FIG. 1 A member in which two iron plates are embedded

FIG. 2 A member in which one iron plate is embedded

FIG. 3 A member in which four reinforcing bars are embedded.

FIG. 4 is a member in which two reinforcing bars are embedded.

FIG. 5 is a member in which two iron plates are vertically joined.

FIG. 6 is a member in which two iron plates are joined on both sides.

FIG. 7 is a member in which U-shaped steel members are joined to both sides.

FIG. 8 is a structural member in which an iron plate is arranged in a part of the member.

FIG. 9 is a structural member in which a reinforcing bar is arranged in a part of the member.

FIG. 10 is a structural member in which an iron plate is arranged in a part of the member.

FIG. 11 is a member in which a joint is formed on two iron plates.

FIG. 12 is a member in which a joint is formed on one iron plate.

FIG. 13 is a member in which a joint is formed on four rebars.

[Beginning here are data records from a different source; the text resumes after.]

PR #1112, opened 2024-03-08
Add LSP protocol server for AIE dialects

keryell:
This allows semantical features such as type information, auto-completion, etc. to IDE and editors using LSP.
See https://mlir.llvm.org/docs/Tools/MLIRLSP for use case.

To be used for example with Emacs:
```elisp
;; Enable MLIR mode
(require 'mlir-mode)
;; Prepare MLIR LSP mode
(load-file ".../llvm/mlir/utils/emacs/mlir-lsp-client.el")
(lsp-mlir-setup)
;; Think about customizing lsp-mlir-server-executable to use the server
;; with its own dialects.
; '(lsp-mlir-server-executable ".../mlir-aie/build/bin/aie-lsp-server")
;; Use lsp-mode in mlir-mode
(add-hook 'mlir-mode-hook 'lsp)
```


keryell:
I need to add some tests.

keryell:
@MaheshRavishankar as you are an Emacs user. :-)

fifield (changes requested):
I tried it in vscode and it worked. The new files need copyright/license.

keryell:
> I tried it in vscode and it worked. The new files need copyright/license.

Thanks for trying on your system.
Good catch for the copyright/license.

fifield (approved):

PR #1114, opened 2024-03-08
Add IpuSyncOp generation to AIEDmaToIpu

AndraBisca:
Designs that use ObjectFifos can rely on the ShimDMAAllocation ops generated by the ObjectFifo lowering to produce the corresponding IpuSync ops.


lib/Dialect/AIEX/Transforms/AIEDmaToNpu.cpp
```diff
@@ -419,6 +419,46 @@ struct DmaWaitToNpuPattern : OpConversionPattern<NpuDmaWaitOp> {
...
+          auto dir = builder.getI32IntegerAttr(0);
+          auto chan = builder.getI32IntegerAttr(infoOp->getChannelIndex());
+          auto col_num = builder.getI32IntegerAttr(1);
+          auto row_num = builder.getI32IntegerAttr(1);
+          builder.setInsertionPoint(returnOp);
+          builder.create<AIEX::NpuSyncOp>(dma->getLoc(), col, row, dir, chan,
+                                          col_num, row_num);
+        }
+      }
+    }
```
fifield, line 458: I don't think we want to unconditionally add a sync to every outgoing memcpy. For example, what if we are collecting N output tiles at the shim and only need to sync at the end? The N-1 extraneous syncs will have a performance penalty vs. the single (manually inserted) sync at the end.

programming_examples/basic/dma_transpose/aie2.py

FIG. 14 is a member having a T-shaped joint.

FIG. 15 is a member in which a thread is engraved on a reinforcing bar.

FIG. 16 is a diagram illustrating a member formed with a joint between two iron plates provided on both sides.

FIG. 17 is a diagram showing a member formed with a joint between two iron plates provided on both sides.

FIG. 18 is a member in which a joint is formed on two U-shaped members provided on both sides.

FIG. 19 is a sectional view of a member.

FIG. 20 is a sectional view of a member.

FIG. 21 is a moment diagram in which a steel material is partially arranged.

FIG. 22 is a moment diagram in which steel is arranged over the entire length of the member.

Claims (5)

[Claims] 1. A column-shaped composite material for building construction, wherein one or several steel materials are buried and integrated over the entire length of the timber. 2. A column-shaped composite material for building construction, wherein steel materials are joined or embedded integrally on opposite sides of the timber over the entire length thereof. 3. A column-shaped composite member for building construction, wherein a steel material is embedded only in a portion where stress is applied to wood. 4. The columnar structure according to claim 1, wherein a steel material is embedded or joined over the entire length of the wood to be integrated, and the end of the steel material is extended to form a connecting portion. Composites for building construction. 5. The columnar structure according to claim 1, wherein a material different from the wood, such as an aluminum material, a carbon fiber material, or a glass fiber material, is integrally joined instead of the steel material over the entire length of the wood. Composites for building construction.